#### [Assignment]
Search the listing below for "fakeExecuter". Copy each matching line.

####

PR #450, opened 2022-02-06
CSI-1285 add more node iscsi login unit tests

oriyarde:
continuation of https://github.com/IBM/ibm-block-csi-driver/pull/131

### DIFF
--- a/node/pkg/driver/device_connectivity/device_connectivity_iscsi_test.go
+++ b/node/pkg/driver/device_connectivity/device_connectivity_iscsi_test.go
@@ -1,0 +1,203 @@
+/**
+ * Copyright 2019 IBM Corp.
+ *
+ * Licensed under the Apache License, Version 2.0 (the "License");
+ * you may not use this file except in compliance with the License.
+ * You may obtain a copy of the License at
+ *
+ *     http://www.apache.org/licenses/LICENSE-2.0
+ *
+ * Unless required by applicable law or agreed to in writing, software
+ * distributed under the License is distributed on an "AS IS" BASIS,
+ * WITHOUT WARRANTIES OR CONDITIONS OF ANY KIND, either express or implied.
+ * See the License for the specific language governing permissions and
+ * limitations under the License.
+ */
+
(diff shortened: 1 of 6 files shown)


node/pkg/driver/device_connectivity/device_connectivity_iscsi_test.go
```diff
@@ -0,0 +1,203 @@
...
+			for _, c := range tc.executeWithTimeoutCalls {
+				fakeExecuter.EXPECT().ExecuteWithTimeout(c.input.mSeconds, c.input.command, c.input.commandArguments).Return(
+					c.output.stdOut, c.output.err)
+				if c.output.err != nil && c.output.exitCode != 0 {
+					fakeExecuter.EXPECT().GetExitCode(gomock.Any()).Return(c.output.exitCode, true)
+				}
+			}
+
+			o := NewOsDeviceConnectivityIscsiForTest(fakeExecuter, fakeHelper)
+			o.EnsureLogin(tc.portalsByTarget)
```
ArbelNathan, line 200: fail login not blocking us?

oriyarde: nope

ArbelNathan: why?

oriyarde: we never added a logic that can tell whether the final connection state is "good enough" (I don't think it's trivial).
currently if the final connection state is not "good enough", it will cause failure later in the flow, same as before the login feature

oriyarde: you could call it a "best effort, no guarantee" feature

ArbelNathan: ok

ArbelNathan (approved):
LGTM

####

#### [Answer for this exercise]
+				fakeExecuter.EXPECT().ExecuteWithTimeout(c.input.mSeconds, c.input.command, c.input.commandArguments).Return(
+					fakeExecuter.EXPECT().GetExitCode(gomock.Any()).Return(c.output.exitCode, true)
+			o := NewOsDeviceConnectivityIscsiForTest(fakeExecuter, fakeHelper)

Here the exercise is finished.